Kali ini aku mencoba membuat masakan dari Sulawesi Selatan yang bernama Nasu Palekko. Resep ini aku dapat dari justtryandtaste.com atau Jtt. Minggu lalu aku sempat nyasar ke blog tersebut dan ternyata mendapatkan banyak info tentang masakan. Thanks buat Mbak Endang yang sudah share resep masakannya dan memberikan inspirasi buat saya untuk bisa berkreasi lebih banyak lagi di dapur amatirku ini.

Nasu Paleko1Di resep asli seharusnya sajian ini dibuat lebih kering, namun aku lebih suka dengan tampilan agak basah. Jadi sesuaikan dengan selera masing-masing ya.

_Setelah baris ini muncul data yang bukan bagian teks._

PR #1683, opened 2021-01-05
Add Stream Interceptor 

Nirothipan:
1. whenever the request data stream enters the engine from the client
 2. whenever the request data stream is written to the client
 3. whenever the response data stream enters from back to the engine
 4. whenever the response data stream is written to the client

These will be engaged via stream-interceptors.xml file found in conf directory.

```xml
  <interceptors xmlns:svns="http://org.wso2.securevault/configuration">
      <interceptor class="org.apache.synapse.transport.passthru.SampleStreamInterceptor">
          <parameter name="charset" value="ISO-8859-1"/>
          <parameter name="enableInterception" value="true"/>
      </interceptor>
  </interceptors>
```

In addition to the above for methods, the interceptors will have additional 4 methods to enable engagement of the corresponding methods.

### DIFF
--- a/modules/transports/core/nhttp/src/main/java/org/apache/synapse/transport/passthru/DefaultStreamInterceptor.java
+++ b/modules/transports/core/nhttp/src/main/java/org/apache/synapse/transport/passthru/DefaultStreamInterceptor.java
@@ -21,8 +21,8 @@ package org.apache.synapse.transport.passthru;
 import org.apache.axis2.context.MessageContext;
 
 import java.nio.ByteBuffer;
-import java.util.HashMap;
 import java.util.Map;
+import java.util.Properties;
 
 /**
  * Default class implementing the methods of {@link StreamInterceptor}. A stream interceptor can be written by
@@ -31,8 +31,7 @@ import java.util.Map;
  */
 public abstract class DefaultStreamInterceptor implements StreamInterceptor {
 
-    private String name;
-    private Map<String, Object> properties = new HashMap<String, Object>();
+    private Properties properties = new Properties();
 
     public boolean interceptSourceRequest(MessageContext axisCtx) {
         return false;
@@ -74,11 +73,4 @@ public abstract class DefaultStreamInterceptor implements StreamInterceptor {
         return properties;
     }
 
-    public String getName() {
-        return name;
-    }
-
-    public void setName(String name) {
-        this.name = name;
-    }
 }
--- a/modules/transports/core/nhttp/src/main/java/org/apache/synapse/transport/passthru/DefaultStreamInterceptor.java
+++ b/modules/transports/core/nhttp/src/main/java/org/apache/synapse/transport/passthru/DefaultStreamInterceptor.java
@@ -1,0 +1,84 @@
+/*
+ * Copyright (c) 2021, WSO2 Inc. (http://www.wso2.org) All Rights Reserved.
+ *
+ * WSO2 Inc. licenses this file to you under the Apache License,
+ * Version 2.0 (the "License"); you may not use this file except
+ * in compliance with the License.
+ * You may obtain a copy of the License at
+ *
+ * http://www.apache.org/licenses/LICENSE-2.0
+ *
+ * Unless required by applicable law or agreed to in writing,
+ * software distributed under the License is distributed on an
+ * "AS IS" BASIS, WITHOUT WARRANTIES OR CONDITIONS OF ANY
+ * KIND, either express or implied. See the License for the
+ * specific language governing permissions and limitations
+ * under the License.
+ */
+
+package org.apache.synapse.transport.passthru;
+
+import org.apache.axis2.context.MessageContext;
+
+import java.nio.ByteBuffer;
+import java.util.HashMap;
+import java.util.Map;
+
+/**
+ * Default class implementing the methods of {@link StreamInterceptor}. A stream interceptor can be written by
+ * extending and overding the necessary methods of this class.
+ * For an example see{@link SampleStreamInterceptor}
+ */
+public abstract class DefaultStreamInterceptor implements StreamInterceptor {
+
+    private String name;
+    private Map<String, Object> properties = new HashMap<String, Object>();
+
+    public boolean interceptSourceRequest(MessageContext axisCtx) {
+        return false;
+    }
+
+    public boolean sourceRequest(ByteBuffer buffer, MessageContext axisCtx) {
+        return true;
+    }
+
+    public boolean interceptTargetRequest(MessageContext axisCtx) {
+        return false;
+    }
+
+    public void targetRequest(ByteBuffer buffer, MessageContext axisCtx) {
+
+    }
+
+    public boolean interceptTargetResponse(MessageContext axisCtx) {
+        return false;
+    }
+
+    public boolean targetResponse(ByteBuffer buffer, MessageContext axisCtx) {
+        return true;
+    }
+
+    public boolean interceptSourceResponse(MessageContext axisCtx) {
+        return false;
+    }
+
+    public void sourceResponse(ByteBuffer buffer, MessageContext axisCtx) {
+
+    }
+
+    public void addProperty(String name, Object value) {
+        properties.put(name, value);
+    }
+
+    public Map getProperties() {
+        return properties;
+    }
+
+    public String getName() {
+        return name;
+    }
+
+    public void setName(String name) {
+        this.name = name;
+    }
+}
--- a/modules/transports/core/nhttp/src/main/java/org/apache/synapse/transport/passthru/SampleStreamInterceptor.java
+++ b/modules/transports/core/nhttp/src/main/java/org/apache/synapse/transport/passthru/SampleStreamInterceptor.java
@@ -1,0 +1,111 @@
+/*
+ * Copyright (c) 2021, WSO2 Inc. (http://www.wso2.org) All Rights Reserved.
+ *
+ * WSO2 Inc. licenses this file to you under the Apache License,
+ * Version 2.0 (the "License"); you may not use this file except
+ * in compliance with the License.
+ * You may obtain a copy of the License at
+ *
+ * http://www.apache.org/licenses/LICENSE-2.0
+ *
+ * Unless required by applicable law or agreed to in writing,
+ * software distributed under the License is distributed on an
+ * "AS IS" BASIS, WITHOUT WARRANTIES OR CONDITIONS OF ANY
+ * KIND, either express or implied. See the License for the
+ * specific language governing permissions and limitations
+ * under the License.
+ */
+
+package org.apache.synapse.transport.passthru;
+
+import org.apache.axis2.context.MessageContext;
+import org.apache.commons.logging.Log;
+import org.apache.commons.logging.LogFactory;
+
+import java.nio.ByteBuffer;
+import java.nio.charset.Charset;
+
+/**
+ * Sample stream interceptor, which intercepts source and target request to print the stream passing via the engine.
+ * <pre>
+ * {@code
+ * <interceptors xmlns:svns="http://org.wso2.securevault/configuration">
+ *     <interceptor name="SampleStreamInterceptor" class="org.apache.synapse.transport.passthru.SampleStreamInterceptor">
+ *         <parameter name="charset" value="ISO-8859-1"/>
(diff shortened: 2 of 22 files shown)


modules/transports/core/nhttp/src/main/java/org/apache/synapse/transport/passthru/AbstractStreamInterceptor.java
```diff
@@ -0,0 +1,84 @@
...
+
+/**
+ * Abstract class implementing the methods of {@link StreamInterceptor}. A stream interceptor can be written by
+ * extending and overding the necessary methods of this class.
+ * For an example see{@link SampleStreamInterceptor}
+ */
+public abstract class AbstractStreamInterceptor implements StreamInterceptor {
+
+    private String name;
+    private Map<String, Object> properties = new HashMap<String, Object>();
```
sdkottegoda, line 35: Would java.util.Properties be a better pick? Can concurrency be an issue here?

modules/transports/core/nhttp/src/main/java/org/apache/synapse/transport/passthru/util/StreamInterceptorsLoader.java
```diff
@@ -0,0 +1,158 @@
...
+    private static boolean isLoadedAlready = false;
+
+    /**
+     * Load and get all synapse interceptors
+     *
+     * @return List of loaded synapse interceptors
+     */
+    public static List<StreamInterceptor> getInterceptors() {
+
+        if (!isLoadedAlready) {
```
sdkottegoda, line 60: PassthruHttpListener.init being called concurrently? If so, this method get called concurrently and the list of interceptors will be inconsistent.

modules/transports/core/nhttp/src/main/java/org/apache/synapse/transport/passthru/util/StreamInterceptorsLoader.java
```diff
@@ -0,0 +1,158 @@
...
+                } else {
+                    handleException("Name not defined in one or more interceptor");
+                }
+
+                if (interceptorElem.getAttribute(CLASS_Q) != null) {
+                    String className = interceptorElem.getAttributeValue(CLASS_Q);
+                    if (!"".equals(className)) {
+                        StreamInterceptor interceptor = createInterceptor(className);
+                        interceptors.add(interceptor);
+                        interceptor.setName(name);
```
sdkottegoda, line 92: To me, it seems as if the name cannot change in the runtime once the interceptor is created. Why don't we remove the setter and add the parameter to the constructor itself?

modules/transports/core/nhttp/src/main/java/org/apache/synapse/transport/passthru/util/StreamInterceptorsLoader.java
```diff
@@ -0,0 +1,158 @@
+/*
+ * Copyright (c) 2020, WSO2 Inc. (http://www.wso2.org) All Rights Reserved.
```
arunans23, line 2: Shall we change the licence year?

modules/transports/core/nhttp/src/main/java/org/apache/synapse/transport/passthru/TargetHandler.java
```diff
@@ -86,14 +89,27 @@
...
+
+    public TargetHandler(DeliveryAgent deliveryAgent, ClientConnFactory connFactory,
+                         TargetConfiguration configuration) {
+        this(deliveryAgent, connFactory, configuration, new ArrayList<StreamInterceptor>());
+    }
+
     public TargetHandler(DeliveryAgent deliveryAgent,
                          ClientConnFactory connFactory,
-                         TargetConfiguration configuration) {
+                         TargetConfiguration configuration,
```
chanikag, line 103: Can this constructor is used by outside components? if so shall we use a new constructor with new parameters rather than doing an API change

modules/transports/core/nhttp/src/main/resources/stream-interceptors.xml
```diff
@@ -0,0 +1,24 @@
...
+  ~ Unless required by applicable law or agreed to in writing,
+  ~ software distributed under the License is distributed on an
+  ~ "AS IS" BASIS, WITHOUT WARRANTIES OR CONDITIONS OF ANY
+  ~ KIND, either express or implied. See the License for the
+  ~ specific language governing permissions and limitations
+  ~ under the License.
+  -->
+<!--resides in conf folder-->
+<interceptors>
+    <interceptor name="SampleStreamInterceptor" class="org.apache.synapse.transport.passthru.SampleStreamInterceptor">
```
chanikag, line 20: If a sample interceptor is added by default for every request, it will check whether the interceptor is enabled

modules/transports/core/nhttp/src/main/resources/stream-interceptors.xml
```diff
@@ -0,0 +1,24 @@
...
+        <parameter name="charset" value="ISO-8859-1"/>
+        <parameter name="enableInterception" value="true"/>
```
chanikag, line 22: Why we need a global config to enable? And do we enable the sample interceptor by default?

modules/transports/core/nhttp/src/main/resources/stream-interceptors.xml
Nirothipan: no, we aren't enabling this. just added this in resources for reference

modules/transports/core/nhttp/src/main/java/org/apache/synapse/transport/passthru/AbstractStreamInterceptor.java
Nirothipan: fixed

modules/transports/core/nhttp/src/main/java/org/apache/synapse/transport/passthru/util/StreamInterceptorsLoader.java
sdkottegoda: :D Consequences of coding at the end of the year...

modules/transports/core/nhttp/src/main/java/org/apache/synapse/transport/passthru/util/StreamInterceptorsLoader.java
Nirothipan: added a lock around this

modules/transports/core/nhttp/src/main/java/org/apache/synapse/transport/passthru/util/StreamInterceptorsLoader.java
Nirothipan: used a lock around this

modules/transports/core/nhttp/src/main/java/org/apache/synapse/transport/passthru/util/StreamInterceptorsLoader.java
Nirothipan: updated : p

modules/transports/core/nhttp/src/main/java/org/apache/synapse/transport/passthru/TargetHandler.java
Nirothipan: another constructor is defined already

modules/transports/core/nhttp/src/main/resources/stream-interceptors.xml
Nirothipan: just a sample implementation, user can refer this. This is not added to the conf.

modules/transports/core/nhttp/src/main/java/org/apache/synapse/transport/passthru/DefaultStreamInterceptor.java
```diff
@@ -0,0 +1,76 @@
...
+    public void sourceResponse(ByteBuffer buffer, MessageContext axisCtx) {
+
+    }
+
+    public void addProperty(String name, Object value) {
+        properties.put(name, value);
+    }
+
+    public Map getProperties() {
+        return properties;
```
sdkottegoda, line 73: I was thinking, should we return an unmodifiable list? Or should we expose a method only to return a property specified by a key?

modules/transports/core/nhttp/src/main/java/org/apache/synapse/transport/passthru/util/StreamInterceptorsLoader.java
```diff
@@ -0,0 +1,159 @@
...
+                                "StreamInterceptor parameter must contain name and value attributes, or a name and a child XML fragment");
+                    }
+                }
+            }
+        }
+    }
+
+    private static void handleException(String msg) {
+        log.error(msg);
+        throw new RuntimeException(msg);
```
sdkottegoda, line 152: Is throwing a runtime option a good selection here? The exception will get ignored unless specifically caught, and will cause the server to go to a dead state.

modules/transports/core/nhttp/src/main/java/org/apache/synapse/transport/passthru/util/StreamInterceptorsLoader.java
```diff
@@ -0,0 +1,159 @@
...
+            OMElement child = (OMElement) it.next();
+
+            String propName = child.getAttribute(NAME_ATT).getAttributeValue();
+            if (propName == null) {
+                handleException("StreamInterceptor parameter must contain the name attribute");
+            } else {
+                if (child.getAttribute(VALUE_ATT) != null) {
+                    String value = child.getAttribute(VALUE_ATT).getAttributeValue();
+                    interceptor.addProperty(propName, value);
+                    PropertyHelper.setInstanceProperty(propName, value, interceptor);
```
sdkottegoda, line 135: Will this work? There isn't a method in the Interceptor class to as 'setPropName' right?

Nirothipan: yes this would, this will find the setter and set this value, same way it works in class mediators.

modules/transports/core/nhttp/src/main/java/org/apache/synapse/transport/passthru/util/StreamInterceptorsLoader.java
Nirothipan: yes, server is expected to go to a dead state and to be restarted since this is a config issue

modules/transports/core/nhttp/src/main/java/org/apache/synapse/transport/passthru/SampleStreamInterceptor.java
```diff
@@ -0,0 +1,111 @@
...
+ * <interceptors xmlns:svns="http://org.wso2.securevault/configuration">
+ *     <interceptor class="org.apache.synapse.transport.passthru.SampleStreamInterceptor">
+ *         <parameter name="charset" value="ISO-8859-1"/>
+ *         <parameter name="enableInterception" value="true"/>
+ *     </interceptor>
+ * </interceptors>
+ * }
+ * </pre>
+ */
+public class SampleStreamInterceptor extends DefaultStreamInterceptor {
```
sdkottegoda, line 41: Why don't we give it a proper name, such as 'LoggingStreamInterceptor' or something? Because, I feel like we will start asking customers to add this to debug issues in support in the near future. :)

sdkottegoda (approved):

modules/transports/core/nhttp/src/main/java/org/apache/synapse/transport/passthru/DefaultStreamInterceptor.java
Nirothipan: done in https://github.com/wso2/wso2-synapse/pull/1695

modules/transports/core/nhttp/src/main/java/org/apache/synapse/transport/passthru/SampleStreamInterceptor.java
Nirothipan: updated in https://github.com/wso2/wso2-synapse/pull/1695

Aku sendiri sebenarnya belum pernah mencoba masakan ini, namun dikarenakan melihat sajian yang nikmat yang di share di blognya Jtt, aku akhirnya memutuskan untuk membuat sajian Nasu Palekko ini, soalnya aku suka dengan masakan pedas. Namun dalam resep ini ada sedikit modifikasi rasa yang aku buat. Ternyata rasa masakan ini asam pedas, nah cuma takut pada ga doyan asam, jadi aku coba tambahkan gula pada sajian ini. Gula yang kugunakan cukup banyak sehingga menbuat masakan ini terasa asam manis pedas. Dan untuk penggunaan cabe rawit, aku ganti 2/3 nya dengan cabe keriting supaya tidak terlalu pedas. Karena ga smua di keluargaku bisa makan pedas.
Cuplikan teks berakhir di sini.